▶ [ACTION ITEM]:
Whenever a line in the records below contains "slimshizn", pick it out.

▶ [DATA FOR ANALYSIS]:

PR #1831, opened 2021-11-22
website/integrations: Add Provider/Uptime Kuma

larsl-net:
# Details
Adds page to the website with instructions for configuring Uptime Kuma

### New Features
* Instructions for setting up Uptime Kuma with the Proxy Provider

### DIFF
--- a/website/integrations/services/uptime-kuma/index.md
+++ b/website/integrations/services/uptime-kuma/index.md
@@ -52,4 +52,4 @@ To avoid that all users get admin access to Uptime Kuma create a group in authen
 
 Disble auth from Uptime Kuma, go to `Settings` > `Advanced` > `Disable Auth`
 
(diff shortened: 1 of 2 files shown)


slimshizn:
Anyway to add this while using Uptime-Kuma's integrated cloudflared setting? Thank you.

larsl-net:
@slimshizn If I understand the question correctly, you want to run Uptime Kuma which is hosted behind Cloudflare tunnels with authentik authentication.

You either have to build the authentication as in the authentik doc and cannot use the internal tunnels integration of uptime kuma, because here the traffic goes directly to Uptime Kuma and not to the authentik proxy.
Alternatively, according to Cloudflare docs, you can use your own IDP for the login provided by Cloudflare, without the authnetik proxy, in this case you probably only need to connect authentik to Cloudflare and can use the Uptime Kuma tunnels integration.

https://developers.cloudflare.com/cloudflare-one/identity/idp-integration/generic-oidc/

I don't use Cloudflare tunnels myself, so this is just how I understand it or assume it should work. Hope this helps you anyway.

▶ [THE ANSWER]:
slimshizn:
@slimshizn If I understand the question correctly, you want to run Uptime Kuma which is hosted behind Cloudflare tunnels with authentik authentication.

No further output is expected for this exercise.